If you run into problems with the software installation, please check our troubleshooting page for help.

How do you want to manage your software?

The diagram above indicates the three different ways in which you can manage the software for the ARMOR workflow, i.e. using conda, using a manually installed conda environment and a system R installation, and manually installing all required software. If you want to use a system R installation, you will have to adjust some parameters in the config.yaml and the .Renviron file (see "Using a system R installation" below).

You can manage the software in the following 3 different ways:

1. Using conda to install software (recommended)

First, ensure that conda is available and, if necessary, add the channels r, conda-forge and bioconda (see e.g. here).

Also make sure Snakemake is installed. You can use conda install -c bioconda -c conda-forge snakemake or do a global installation as described here.

1a. Using conda to also install R and all required R packages (recommended).

We recommend to install all software including R and the required R packages with conda.

The setup Snakemake rule can be used to create the required conda environments and install the necessary R packages:

snakemake --use-conda setup

1b. Using a system R installation

You can use your system R installation (see below) and still manage all other software with conda. You have to configure your system R as described below ("Using a system R installation").

Then, you can create the conda environment and install the required software and R packages with

snakemake --use-conda setup

2. Manually creating a conda environment

You can use your own R installation (see below) in combination with a manually created conda environment to run all the pre-processing steps. This might be useful if you are planning to analyze multiple datasets, because the installation of the required R packages in the R conda environment takes a long time. You can manually create a conda environment with

conda env create --name ARMOR --file envs/environment.yaml

And activate it with

conda activate ARMOR, or source activate ARMOR for conda versions under 4.6.

After configuring your system R as described below (needed for this run-mode), from within the environment (ARMOR) install the required R packages with

snakemake setup

Make sure you are in the environment with conda info --envs. To exit the environment use conda deactivate.

For more details on managing environments see here.
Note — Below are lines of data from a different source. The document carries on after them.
PR #3853, opened 2020-06-03
Use Enum for worker, scheduler and nanny status.

Carreau:
Looking at the code it was hard to find all the states a worker, nanny
scheduler could be
in, and in particular it is easy to forget 'closing_gracefully' for
example when skimming over a `self.status.startswith('clos')`, and it
also hard to fine that in some places the status can be "None", "init",
"starting" and "stopped"

So I just took a pass at seeing in how many places status was
assigned/compared in worker, nanny and scheduler and replace that by an
Enum I'm assuming the status each can see is not shared  so we end up

I thus tried to do separate Status Enums for Scheduler/Nanny/Worker.

Note that even if Enums have values for their variants, the variants _do
not_ compare equal to their values. That is to say `Status.running =!
'running'`, but `Status.running.value == 'running'`,

So I implemented a custom `__eq__` method that can compare with
strings/None for backward compatibility. It works both when the LHS or
RHS is str/None as the default impl of str/None forward to our
implementation. This also make sure the value you compare with is also
in the list of possible state.

The main other code changes were updating some of the comparisons to use
the enums instead of the strings directly, and replace the "startswith"
with the `in` operator, which is slightly more verbose.

I believe despite being a bit more verbose, it is a bit more explicit and
may help navigate the codebase and if you want to go this route you
probably want to remove the custom comparison but that would be an API
change that could break other project.

### DIFF
--- a/distributed/core.py
+++ b/distributed/core.py
@@ -64,7 +64,7 @@ class Status(Enum):
         if isinstance(other, str) or (other is None):
             assert other in [s.value for s in type(self)]
             return other == self.value
-        elif isinstance(other, type(self)):
+        elif isinstance(other, Enum):
             return self.value == other.value
         raise TypeError(
             f"'==' not supported between instances of"
--- a/distributed/core.py
+++ b/distributed/core.py
@@ -42,16 +42,21 @@ from . import protocol
 
 class Status(Enum):
     """
-    This Enum contains the various states a worker can be.
-    Those states can be observed and used in worker, scheduler and nanny.
-
+    This Enum contains the various states a worker, scheduler and nanny can be
+    in. Some of the status can only be observed in one of nanny, scheduler or
+    worker but we put them in the same Enum as they are compared with each
+    other.
     """
 
-    undefined = None
-    running = "running"
     closed = "closed"
     closing = "closing"
     closing_gracefully = "closing-gracefully"
+    init = "init"
+    running = "running"
+    starting = "starting"
+    stopped = "stopped"
+    stopping = "stopping"
+    undefined = None
 
     def __eq__(self, other):
         """
@@ -59,13 +64,15 @@ class Status(Enum):
 
         If other object instance is string, we compare with the values, but we
         actually want to make sure the value compared with is in the list of
-        possible Status.
+        possible Status, this avoid comparison with non-existing status.
         """
-        if isinstance(other, str) or (other is None):
-            assert other in [s.value for s in type(self)]
-            return other == self.value
-        elif isinstance(other, Enum):
+        if isinstance(other, type(self)):
             return self.value == other.value
+        elif isinstance(other, str) or (other is None):
+            assert other in [
+                s.value for s in type(self)
+            ], f"comparison with non-existing states {other}"
+            return other == self.value
         raise TypeError(
             f"'==' not supported between instances of"
             f" {type(self).__module__+'.'+type(self).__qualname__!r} and"
--- a/distributed/core.py
+++ b/distributed/core.py
@@ -1,6 +1,7 @@
 import asyncio
 from collections import defaultdict, deque
 from contextlib import suppress
+from enum import Enum
 from functools import partial
 import inspect
 import logging
@@ -37,6 +38,39 @@ from .utils import (
     TimeoutError,
 )
 from . import protocol
+
+
+class Status(Enum):
+    """
+    This Enum contains the various states a worker can be.
+    Those states can be observed and used in worker, scheduler and nanny.
+
+    """
+
+    undefined = None
+    running = "running"
+    closed = "closed"
+    closing = "closing"
+    closing_gracefully = "closing-gracefully"
+
+    def __eq__(self, other):
+        """
+        Implement equality checking with backward compatibility.
+
+        If other object instance is string, we compare with the values, but we
+        actually want to make sure the value compared with is in the list of
+        possible Status.
+        """
+        if isinstance(other, str) or (other is None):
+            assert other in [s.value for s in type(self)]
+            return other == self.value
+        elif isinstance(other, type(self)):
+            return self.value == other.value
+        raise TypeError(
+            f"'==' not supported between instances of"
+            f" {type(self).__module__+'.'+type(self).__qualname__!r} and"
+            f" {type(other).__module__+'.'+type(other).__qualname__!r}"
+        )
 
 
 class RPCClosed(IOError):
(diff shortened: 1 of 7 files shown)


Carreau:
Mostly an experiment/suggestion, I'm perfectly ok if you are not open to such a change. 

This was mostly inspired by trying to figure out if it is possible to "drain" the workers, and wait until they are in a idle state, to try to fix the issue when retiring worker cannot replicate all the keys and fails. 

I ended up trying to list all the "status" and where they were used and this helped  me a bit.

I think I would also probably be more explicit with "WorkerStatus", "SchedulerStatus" and "NannyStatus", unless some of these states need to be unions of the current ones. 

The other routes would have been properties, though I like the explicitness of Enums.

distributed/scheduler.py
```diff
@@ -5535,6 +5568,7 @@ class WorkerStatusPlugin(SchedulerPlugin):
     """
 
     def __init__(self, scheduler, comm):
+        self._status = None
```
Carreau, line 5571:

Using a system R installation

In some situations (e.g., Mac OS X), installing R packages inside conda R is difficult. In these cases or if one simply prefers to use a system R installation, the following modifications can be used:

  • Change the values of the useCondaR variable in the config.yaml to False.
  • Set the path to the system R binary in the Rbin variable in config.yaml.
  • Set the path to the desired R library in the .Renviron file. This can be an existing library directory, or an empty directory. If packages need to be installed, write access to this directory is needed.
  • In case the library directory defined in the previous step does not exist, create it.

NOTE: You can use your own R with either of the 3 run-modes, but it is necessary for run-modes 1b, 2 and 3.

3. Installing software manually

If you don't want to use conda, you have to make sure that all necessary software is installed and available in the path. The following software is used by the workflow:

You also need to make sure that all necessary R packages are installed. The workflow uses the following packages:

This list of software and packages can also be found at envs/environment.yaml and scripts/install_pkgs.R, respectively.

Summary

This diagram shows the three different run-modes explained above. In the "Requirements" boxes on the left, the required files and software are highlighted in yellow. Specific parameters that need to be adjusted are listed with each file. The green highlighted parts are the path to your system R binary and the desired R library. These paths are specific for your setup and need to be filled out accordingly! The boxes in the middle column list the code that needs to be run in order to install the software and to run the pipeline.

Checking software versions

The workflow contains two rules to check the versions of the software that has been used. To check the versions of R packages, running snakemake --use-conda listpackages (or snakemake listpackages if you are managing the software separately) will parse the output files generated by R CMD BATCH and extract all used R packages. The results will be written to a text file. To check the versions of other software, running snakemake --use-conda softwareversions (or snakemake softwareversions) will check the versions of the software. Finally, the log subdirectory of the specified output directory contains log files, which should state the version of all software that was used.

Operating system compatibility

ARMOR has been tested on macOS and Linux systems.